+++ Extracted records +++
PR #1189, opened 2022-05-06
Allow explicit server key using MOSH_OVERRIDE_KEY_FROM_FILE

vi:
For setting up emergency UDP-only shell access with a static pre-configured key.

Inspired by [mosh-mallet](https://gitlab.com/Zinnia_Zirconium/mosh-mallet).

Note: prototype-grade code quality; if the feature is desired I can create a better version of a pull request.

### DIFF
+++
- [Exercise goal]:
Would you please reproduce every line from the one containing "Note: prototype-grade code" through the final line of the listing, and only those lines?

- [Output below]:
Note: prototype-grade code quality; if the feature is desired I can create a better version of a pull request.

### DIFF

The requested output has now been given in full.